NCT number NCT04227587
Other study ID # ZTXI
Secondary ID
Status Completed
Phase N/A
First received
Last updated
Start date September 1, 2020
Est. completion date June 30, 2022

Study information

Verified date June 2023
Source The Hong Kong Polytechnic University
Contact n/a
Is FDA regulated No
Health authority
Study type Interventional

Clinical Trial Summary

This randomized controlled trial (RCT) with a longitudinal mixed-method process evaluation aims to (1) determine the effectiveness of a ZTEx intervention program, which is a lifestyle-integrated physical activity program, on sleep and related outcomes in inactive adults with insomnia disorder


Description:

This randomized controlled trial (RCT) with a longitudinal mixed-method process evaluation aims to (1) determine the effectiveness of a ZTEx intervention program, which is a lifestyle-integrated physical activity program, on sleep and related outcomes in inactive adults with insomnia disorder; (2) identify the facilitators and barriers of ZTEx adherence, (3) explore the possible mechanisms of impact on ZTEx adherence and the same abovementioned outcomes.
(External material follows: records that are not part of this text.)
PR #651, opened 2026-04-16
Feature/gpu native scan task

ducndh:
# feat: GPU native scan task — GPU-side decode of `.duckdb` block storage

## :warning: DuckDB submodule change note (read first)

This branch **requires the GetRowGroupCollectionRef`,
`GetRowGroupsDirect`, `GetColumnDirect`, `GetCompressionType`,
`GetValidityData`)** that should be in the Duckdb submodule that is already in this PR, so you can just build from here and test things out.

This PR doesn't ask them for anything beyond the accessors they've already seen but is in private only

See the "mmap bypass: pure Sirius" section below for the design.

---

## Summary

Replaces DuckDB's CPU `duckdb_scan_task` table function with a Sirius-native
scan for block-backed `.duckdb` storage. The extension now decodes
DuckDB's on-disk compressed blocks (bitpacking, dictionary, FSST, RLE,
constant, uncompressed) directly on the GPU, parsing block metadata on the
device and skipping the buffer-manager Pin path for read-only databases.

**Results (warm, this branch vs main):**

| Workload | Main | This PR | Δ |
|---|---|---|---|
| TPC-H SF=10 GPU (RTX 6000) | ~10.5s | **5.37s** | −49% |
| TPC-H SF=100 GPU (GH200) | 8.4s | **5.33s** | −37%; **1.33× vs CPU** |
| ClickBench 10M GPU (RTX 6000) | 3.37s | **2.10s** | −38% |
| ClickBench 100-shard GPU (GH200) | OOM / 29.3s | **5.00s** | −83% |

GPU wins on 15/22 TPC-H queries at SF=100 on GH200.

---

### 1. `gpu_native_scan_task` (`src/op/scan/`, `src/creator/`)

Replaces the DuckDB table-function scan path for `.duckdb` block storage.
Walks `RowGroupCollection → RowGroup → ColumnData → ColumnSegment`, classifies
each segment by compression type, and dispatches to GPU decode kernels.
Keeps DuckDB's table-function path for parquet / non-block sources (the
fallback is in `src/fallback.cpp`, unchanged).

### 2. GPU decode kernels (`src/cuda/scan/`)

Per compression type:
- **Bitpacking** (int8 / int16 / int32 / int64) with fused GPU-side metadata
  parse; single kernel per batch of segments instead of one per segment
- **Dictionary** (including string dicts); vectorized gather
- **FSST**: three-phase chunked decode (offsets, prefix-scan, byte-emit)
  with per-phase kernel fusion
- **RLE**, **Constant**, **Uncompressed** (int + string)

Net decode time for TPC-H SF=100 warm Q1 is 7ms (1.1% of the 630ms wall
clock). We are no longer the bottleneck.

### 3. Parallel scan task scheduling

Scan launches N concurrent tasks (one per hardware thread up to the cudf
decode limit), each processing disjoint row-group segments. This saturates
the extension's scan thread pool and is the single biggest win at SF=10.

### 4. Batched two-pass string decode

Eliminates per-segment sync + kernel launch in the string decode path by
upper-bounding char allocation in pass 1 (device-side), then running a
single gather in pass 2.

### 5. mmap bypass: pure Sirius

Read-only `.duckdb` files get mmap'd and the extension indexes block data
directly, bypassing `BufferManager::Pin()` (which was 470ms / 74.6% of Q1
SF=100 wall). **Pure extension code — no DuckDB patch needed.**

Design:

```cpp
// single-slot atomic hot path (no mutex on the common case)
static std::atomic<mmap_file_state*> g_mmap_last{nullptr};

// keyed by BlockManager*; init under mutex, then published via atomic store
static std::mutex g_mmap_mutex;
static std::unordered_map<BlockManager*, unique_ptr<mmap_file_state>> g_mmap_cache;

try_get_mmap_for_table(storage):
  bm = &storage.GetAttached().GetStorageManager().GetBlockManager();
  last = g_mmap_last.load(acquire);
  if (last && last->owner == bm) return last;   // hot path, no allocation
  // slow path: lock → find or insert → mmap file → store->g_mmap_last
```

Block offset math: `BLOCK_START = 4096*3 + block_id * alloc_size + header`.
This is validated once per file via `std::call_once` against a `Pin()`'d
reference block — if DuckDB's layout changes, we detect and fall back
cleanly. `alloc_size` and `header_size` are read from
`ColumnSegment::block->GetBlockAllocSize()` / `GetBlockHeaderSize()` so they
track upstream changes automatically.

Gated on:
- `storage_manager.options.read_only == true`
- `!encryption_enabled`
- `.duckdb` single-file block manager (not parquet / other extensions)

Any mismatch falls back to `Pin()`.

### 6. Unified-memory auto-detect (GH200)

On GH200 with ATS, prefaulting the mmap with `MADV_POPULATE_READ` hurts
perf (cold: 16.4s → 2.4s avg per TPC-H SF100 query when we skip prefault).
`direct_block_scan.cpp` now auto-detects unified memory and skips prefault.
PCIe path (RTX 6000) already benefits from lazy faults — prefault was
removed in commit `938898f`.

---

## Rejected approaches

| Tried | Why reverted |
|---|---|
| H2D / compute interleaving via dual CUDA streams + ring buffer | Net regression at SF=10 on RTX 6000 (commit `e3e2719`). Scan bandwidth is saturated already; the extra stream synchronization cost more than the overlap gained. On GH200 the scan is already too fast that the decode now dominates but you can revisit if you have better design |
| `cudaMemcpyBatchAsync` for block transfers | ~20% slower than per-segment async copies. Observed 44µs inter-op gaps vs 1µs for naive per-segment path. Also I choose to batch it myself already. |
| `MADV_POPULATE_READ` prefault (everywhere) | Hurts GH200 cold by 6.9× (16.4s → 2.4s/query). Now gated to PCIe-only. |
| DuckDB `GetDirectBlockPointer()` submodule patch | Works, but we need buy in from DuckDB — pure-Sirius atomic matches perf within 2–3%. However, it would be nice if they provided it, as we won't need to maintain that part. |

---

## Where to pick this up

1. **SF=1000 GH200 run** — I don't have the data; theory says we continue
   to pull ahead of CPU. Block on data generation.
2. **Bigger-than-memory on GH200** — confident via ATS theory, no empirical
   run. Block on cache-flush methodology.

---

## Test plan

- [x] `make test` — all SQLLogicTests pass
- [x] `sirius_unittest` — unit tests pass
- [x] TPC-H SF=10 correctness: all 22 queries return DuckDB-CPU-identical results
- [x] TPC-H SF=100 correctness (GH200): all 22 queries return CPU-identical results
- [x] ClickBench 10M correctness: all 29 non-skipped queries match CPU
- [x] ClickBench 100-shard correctness (GH200): 16 tested queries match CPU
- [x] Works with `read_only=false` (falls back to `Pin()`)
- [x] Works with encrypted DB (falls back to `Pin()`)
- [x] Works with parquet sources (unchanged fallback path)


src/op/sirius_physical_hash_join.cpp
```diff
@@ -668,9 +668,38 @@ static std::unique_ptr<operator_data> gather_join_output(
...
 
+  // Validate string column offsets before gather — corrupt offsets cause cudf
+  // to compute negative buffer sizes that wrap to huge allocations.
+  auto validate_string_cols = [&stream](cudf::table_view const& tv, char const* label) {
+    stream.synchronize();
+    for (cudf::size_type c = 0; c < tv.num_columns(); c++) {
+      auto col = tv.column(c);
+      if (col.type().id() != cudf::type_id::STRING || col.size() == 0) continue;
+      auto offsets_col = col.child(0);
+      // Copy first and last offset to host to validate
```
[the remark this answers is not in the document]
ducndh: Great catch. Forgot to clear the diagnostic code.

src/op/sirius_physical_hash_join.cpp
```diff
@@ -668,9 +668,38 @@ static std::unique_ptr<operator_data> gather_join_output(
...
+      std::vector<int32_t> host_offsets(offsets_col.size());
+      cudaMemcpy(host_offsets.data(), offsets_col.head<int32_t>(),
+                 offsets_col.size() * sizeof(int32_t), cudaMemcpyDeviceToHost);
+      auto first = host_offsets.front();
+      auto last  = host_offsets.back();
+      auto total_chars = last - first;
+      bool monotonic = true;
+      for (size_t i = 1; i < host_offsets.size(); i++) {
+        if (host_offsets[i] < host_offsets[i-1]) { monotonic = false; break; }
+      }
```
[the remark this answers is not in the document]
ducndh: Great catch. Forgot to clear the diagnostic code.

src/include/cuda/scan/gpu_decode_batched_string.cuh
```diff
@@ -0,0 +1,44 @@
...
+/// @param device_staging  Optional: device staging buffer (from pipelined path).
+/// @param d_valid_count_out  If non-null, write valid count here (async, no sync).
+/// @return cudf string column
+std::unique_ptr<cudf::column> decode_string_column_batched(
+    sirius::op::scan::column_scan_result& col_scan,
+    rmm::cuda_stream_view stream,
+    rmm::device_async_resource_ref mr,
+    const std::unordered_map<int64_t, size_t>* device_blocks = nullptr,
+    uint8_t* device_staging = nullptr,
+    uint32_t* d_valid_count_out = nullptr);
```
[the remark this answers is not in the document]
ducndh: Did not think carefully about this but good point

src/include/cuda/scan/gpu_native_decode.cuh
```diff
@@ -0,0 +1,55 @@
...
+  std::unordered_map<int64_t, size_t> offsets;
+  size_t total_bytes = 0;
+};
+
+/// @brief Decode all columns from direct block scan results into a cudf::table on GPU.
+///
+/// Hybrid routing: each segment is decoded via GPU kernel (bitpacking, dictionary,
+/// uncompressed, constant) or falls back to CPU decode + H2D memcpy for unsupported
+/// compression types (RLE, FSST, ALP, etc.).
+///
```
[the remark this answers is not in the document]
ducndh: True

src/op/scan/direct_block_scan.cpp
```diff
@@ -0,0 +1,340 @@
...
+struct block_layout_info {
+  size_t alloc_size  = 0;
+  size_t hdr_size    = 0;
+  size_t block_start = 0;
+  bool   valid       = false;
+};
+
+static std::once_flag    g_layout_once;
+static block_layout_info g_layout;
+
```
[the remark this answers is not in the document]
ducndh: Might be the case but add guard just to be sure

joosthooz:
Hi duc, I just finished a measurement at SF200 on a B300 (our GB300 is being re-installed). This runs from a rather slow network disk.
```
Query   |   DuckDB Cold |   DuckDB Warm |   Sirius Cold |   Sirius Warm | Speedup (warm)
--------+---------------+---------------+---------------+---------------+---------------
Q1      |       259.55s |         0.54s |       272.25s |         0.60s |           .90x
Q2      |        28.90s |         0.25s |        30.50s |         0.25s |           .96x
Q3      |       117.04s |         0.66s |       134.42s |         0.71s |           .92x
Q4      |       139.11s |         0.59s |       145.90s |         0.61s |           .96x
Q5      |        46.48s |         0.63s |        45.91s |         0.68s |           .93x
Q6      |         0.18s |         0.17s |         0.20s |         0.17s |           .95x
Q7      |         0.72s |         0.70s |         0.73s |         0.72s |           .97x
Q8      |        78.68s |         0.55s |        83.24s |         0.59s |           .92x
Q9      |        13.32s |         2.19s |        14.16s |         2.33s |           .94x
Q10     |        43.53s |         1.04s |        46.76s |         1.06s |           .97x
Q11     |         6.79s |         0.09s |         7.85s |         0.09s |          1.01x
Q12     |         0.52s |         0.51s |         0.78s |         0.51s |          1.00x
Q13     |       105.11s |         1.97s |       109.29s |         1.96s |          1.00x
Q14     |         0.46s |         0.42s |         0.50s |         0.47s |           .89x
Q15     |         0.33s |         0.32s |         0.37s |         0.34s |           .91x
Q16     |         0.44s |         0.34s |         0.43s |         0.35s |           .97x
Q17     |         0.73s |         0.69s |         0.76s |         0.67s |          1.02x
Q18     |        16.70s |         1.68s |        17.33s |         1.72s |           .97x
Q19     |         0.81s |         0.82s |         0.86s |         0.81s |          1.01x
Q20     |         0.55s |         0.55s |         0.61s |         0.55s |           .99x
Q21     |         2.95s |         1.99s |         2.93s |         2.04s |           .97x
Q22     |         0.41s |         0.42s |         0.43s |         0.42s |           .99x
--------+---------------+---------------+---------------+---------------+---------------
TOTAL   |       863.32s |        17.11s |       916.22s |        17.66s |           .96x
```
I'll try running it from parquet to have another comparison point.

docs/super-sirius/benchmarks/2026-04-16_gh200/nsys/sirius_kernels.txt
```diff
@@ -0,0 +1,7 @@
+kernel                                                                  total_ms      calls       avg_us
```
joosthooz, line 1: All these benchmark files, they are interesting for the review but need to be removed before merging. If you think it is worth the time, consider adding a script to generate these so we can always (re)run them later!

docs/duckdb-pin-overhead-analysis.md
```diff
@@ -0,0 +1,151 @@
+# DuckDB BufferManager::Pin() Overhead Analysis
```
joosthooz, line 1: Same for these .md files; remove them when making the PR ready for merging

patches/0001-feat-add-GetDirectBlockPointer-for-zero-copy-block-a.patch
```diff
@@ -0,0 +1,184 @@
+From 8b2abc77c170045d8e2ebb3ec5e4cbc0d184d77d Mon Sep 17 00:00:00 2001
```
joosthooz, line 1: This file is a patch to duckdb, I think? We need to know what additional functionality we can rely on before we can merge code that uses it. I don't think we want to add a duckdb patching step into our build process. 
Additionally, we have to consider that Sirius can also be loaded as an extension. In that case, we have no control over how the duckdb that is loading us was built.
So this is something we have to talk about.

src/cuda/scan/gpu_decode_batched_string.cu
```diff
@@ -0,0 +1,1209 @@
+/*
```
joosthooz, line 1: General remark about the .cu files: I think all the .cu files that are currently in the `src/cuda` directory are only used by legacy Sirius. So we should move them. But besides that, I do think this is the proper location for these files so just keep them here 👍

src/cuda/scan/gpu_decode_batched_string.cu
```diff
@@ -0,0 +1,1209 @@
...
+  __shared__ uint32_t sh_dict_end;
+  __shared__ uint8_t sh_len[255];
+
+  if (threadIdx.x == 0) {
+    fsst_header_t hdr;
+    memcpy(&hdr, base, sizeof(hdr));
+    sh_bp_width = hdr.bitpacking_width;
+    sh_dict_end = hdr.dict_end;
+  }
+  __syncthreads();
```
joosthooz, line 248: This code produces some compiler warnings and Claude says it is a remnant of a refactor and can be removed. Can you look into it?

src/cuda/scan/gpu_decode_bitpacking.cu
```diff
@@ -0,0 +1,563 @@
+/*
```
joosthooz, line 1: I would like it if we have a tiny benchmark for these decoder kernels. But it's also ok to leave that for a follow-up.

src/cuda/scan/gpu_decode_bitpacking.cu
```diff
@@ -0,0 +1,563 @@
...
+#include <cuda_runtime.h>
+
+#include <chrono>
+#include <cstring>
+#include <vector>
+
+namespace sirius::cuda::scan {
+
+//===----------------------------------------------------------------------===//
+// Fused parse-and-decode kernel — metadata parsed on GPU, zero H2D for metadata
```
joosthooz, line 21: It seems there is a fused and a batched implementation, is it correct that the fused version is not used at all? If that is the case we should consider removing it, we shouldn't keep unused code in the repo, or at least keep it behind a compile-time config or a run-time parameter if it has value in certain scenarios

src/cuda/scan/gpu_decode_fsst.cu
```diff
@@ -0,0 +1,334 @@
...
+  if (threadIdx.x == 0 && blockIdx.x == 0) {
+    d_sentinel_slot[0] = d_prefix_offsets[row_count - 1] + d_lengths[row_count - 1];
+  }
+}
+
+//===----------------------------------------------------------------------===//
+// Host-side API
+//===----------------------------------------------------------------------===//
+
+void gpu_decode_fsst(
```
joosthooz, line 190: I can't find any usages of this API, how is it hooked up?

src/cuda/scan/gpu_decode_dictionary.cu
```diff
@@ -0,0 +1,363 @@
...
+
+  // Copy string bytes
+  for (uint32_t b = 0; b < str_len; ++b) {
+    d_chars[out_offset + b] = str_ptr[b];
+  }
+}
+
+//===----------------------------------------------------------------------===//
+// Host-side API
+//===----------------------------------------------------------------------===//
```
joosthooz, line 79: Move a little bit lower, to just above the function

src/cuda/scan/gpu_decode_dictionary.cu
```diff
@@ -0,0 +1,363 @@
...
+    const uint32_t* __restrict__ d_lengths,
+    uint32_t* __restrict__ d_sentinel_slot,          // &d_offsets[row_count] as uint32
+    uint32_t row_count)
+{
+  if (threadIdx.x == 0 && blockIdx.x == 0) {
+    d_sentinel_slot[0] = d_prefix_offsets[row_count - 1] + d_lengths[row_count - 1];
+  }
+}
+
+void gpu_decode_dictionary(
```
joosthooz, line 94: I can't find any usages of this

src/cuda/scan/gpu_decode_batched_string.cu
```diff
@@ -0,0 +1,1209 @@
...
+  unsigned char zeroTerminated;
+  unsigned char len[255];
+  unsigned long long symbol[255];
+};
+
+/// Compact FSST decoder for GPU upload — just len + symbol, no version header.
+struct fsst_decoder_compact {
+  uint8_t len[255];
+  unsigned long long symbol[255];
+};
```
joosthooz, line 175: Would it make more sense to have these in gpu_decode_fsst.cu?

src/cuda/scan/gpu_decode_fsst.cu
```diff
@@ -0,0 +1,334 @@
+/*
```
joosthooz, line 1: It looks like this file is not being used and gpu_decode_batched_string.cu contains a newer version of this code. Can you either delete this file or (maybe nicer) break out the fsst-related code from that file and move it here? (and of course remove the old code from this file)

src/cuda/scan/gpu_native_decode.cu
```diff
@@ -0,0 +1,677 @@
...
+                       d_block ? const_cast<void*>(static_cast<const void*>(d_block)) : nullptr,
+                       /*skip_block_copy=*/d_block != nullptr,
+                       d_rle_cumsum,
+                       RLE_CUMSUM_CAP);
+        break;
+      }
+      default:
+        throw std::runtime_error("gpu_native_decode: unsupported compression type " +
+                                 std::to_string(static_cast<int>(seg.compression)) +
+                                 " for fixed-width column — falling back to CPU scan");
```
joosthooz, line 504: Are you sure there is a fallback path? If not update this message.

src/include/cuda/scan/gpu_native_decode.cuh
```diff
@@ -0,0 +1,42 @@
...
+
+namespace sirius::cuda::scan {
+
+/// @brief Decode all columns from direct block scan results into a cudf::table on GPU.
+///
+/// Pre-stages every unique block referenced by any column to device memory in one
+/// coalesced bulk H2D (runs of contiguous block_ids share a single cudaMemcpyAsync),
+/// then decodes all segments from device staging.  Supported compression types are
+/// decoded via GPU kernels (bitpacking, dictionary, FSST, RLE, uncompressed,
+/// constant); unsupported segments cause the scan to fall back to duckdb_scan_task.
```
joosthooz, line 26: I can't find a fallback path, can you check if it really exists or update this comment?

src/op/sirius_physical_hash_join.cpp
```diff
@@ -804,6 +805,17 @@ static std::unique_ptr<operator_data> resolve_mark_join_result(
       make_data_batch(std::move(output_cudf_table), *left_batch->get_memory_space())});
 }
 
+std::size_t sirius_physical_hash_join::get_extra_memory_estimate() const
```
joosthooz, line 808: Do we want to add this? My feeling would be to not add these get_extra_memory_estimate and related changes in this PR. If the scan has some special considerations we should override the existing functions

src/op/scan/duckdb_scan_task.cpp
```diff
@@ -32,11 +32,105 @@
 #include <cucascade/memory/memory_reservation.hpp>
 
 // duckdb
+#include <duckdb/catalog/catalog_entry/duck_table_entry.hpp>
```
joosthooz, line 35: It seems this PR also contains a lot of changes to make the current (CPU) duckdb scan paths work again, and improve their performance. Could you create a separate PR for that? Right now this PR is way too large, and due to the dependency on the duckdb patch we can't merge it right now. But these fixes would be really nice to merge soon.

joosthooz (changes requested):
Hi @ducndh I did a first review pass, but the PR is so large that I haven't read all the code yet. But before I go further there's some items I want to discuss, like splitting off the work on fixing the current duckdb scans into a separate PR.

docs/super-sirius/benchmarks/2026-04-16_gh200/nsys/sirius_kernels.txt
ducndh: Yah good points about these. I will centralize some benchmarking and scripting effort too

docs/duckdb-pin-overhead-analysis.md
ducndh: This is mostly for me, tasking a new Claude conversation, but those should not be in the PR.

patches/0001-feat-add-GetDirectBlockPointer-for-zero-copy-block-a.patch
ducndh: This PR was mostly to get some verifications run on other machines that my existing boxes and some proof of concepts, so I know exactly what we need from DuckDB people, so I have to hardcore patching DuckDB to get it running end-to-end. Will remove these in the future PR

src/cuda/scan/gpu_decode_batched_string.cu
ducndh: I will look through the cu files to create a PR to move the one for legacy Sirius, too. Great catch.

src/cuda/scan/gpu_decode_batched_string.cu
ducndh: Yeah, this one is my initial implementation of using one thread to do everything to make sure everything can be done on the GPU safely and correctly. Should have cleaned this up more carefully.

src/cuda/scan/gpu_decode_bitpacking.cu
ducndh: I am taking a look at the all decoder kernel and also their performance on different data characteristics to make sure that we don't miss anything, but I will leave a number on top of the file for future bookkeeping.

src/cuda/scan/gpu_decode_bitpacking.cu
ducndh: I was trying to be clever about reusing some code that led to a lot of trash but since tons of things go through a batch interface should be more strict in cleaning theses.

src/cuda/scan/gpu_decode_fsst.cu
ducndh: Put this inside batch string too should have cleaned this up. Great catch.

src/cuda/scan/gpu_decode_dictionary.cu
ducndh: Yah will take a more careful look at styling to keep it more consistent with the whole code base

src/cuda/scan/gpu_decode_dictionary.cu
ducndh: Yah dead code that got move into batch sorry for that

src/cuda/scan/gpu_decode_batched_string.cu
ducndh: Hmm I will have to think about this a bit more. Everything is jumble in batch right now and FSST is a string compression so it sometimes need special treatment. Thanks for pointing this out.

src/cuda/scan/gpu_native_decode.cu
ducndh: Good catch — the wording mixes plan-time viability fallback (check_viability in gpu_native_scan_task.cpp sets viable_ = false on unsupported compressions and the executor routes to duckdb_scan_task) with runtime fallback (which doesn't exist — the throw is a defensive assert that check_viability stays in sync with the decoder switch). 

I will update the comment on the header to make the runtime path clear: "unsupported segments are rejected at plan time (check_viability), and the scan falls back to duckdb_scan_task; reaching a throw in the decoder indicates a viability-check drift bug.

src/include/cuda/scan/gpu_native_decode.cuh
ducndh: Yah same as above

src/op/sirius_physical_hash_join.cpp
ducndh: Yah this might not be the best place to do this. I will review if I can override existing function to resolve this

This RCT consists of two phases. In the first phase (baseline to week 8), 136 subjects will be randomly allocated to the ZTEx intervention or the sleep hygiene education (SHE) comparison group. They will receive two 2-hour ZTEx training or SHE lessons and practice ZTEx or follow the sleep hygiene instruction for 24 weeks. After assessment at week 8, for the second phase of the study (weeks 9-24), which is a proof-of-concept pilot nested in the RCT, subjects in the ZTEx group will be randomly divided into either an ZTEx with WhatsApp reminder (ZTEx+R) subgroup or an ZTEx without WhatsApp reminder (ZTEx alone) subgroup to evaluate the effects of WhatsApp reminders on exercise adherence and the same outcomes. Mixed methods process evaluation will be conducted. Post-training and post-follow-up qualitative focus group interviews will be conducted; facilitators, barriers, and mediators will be analyzed.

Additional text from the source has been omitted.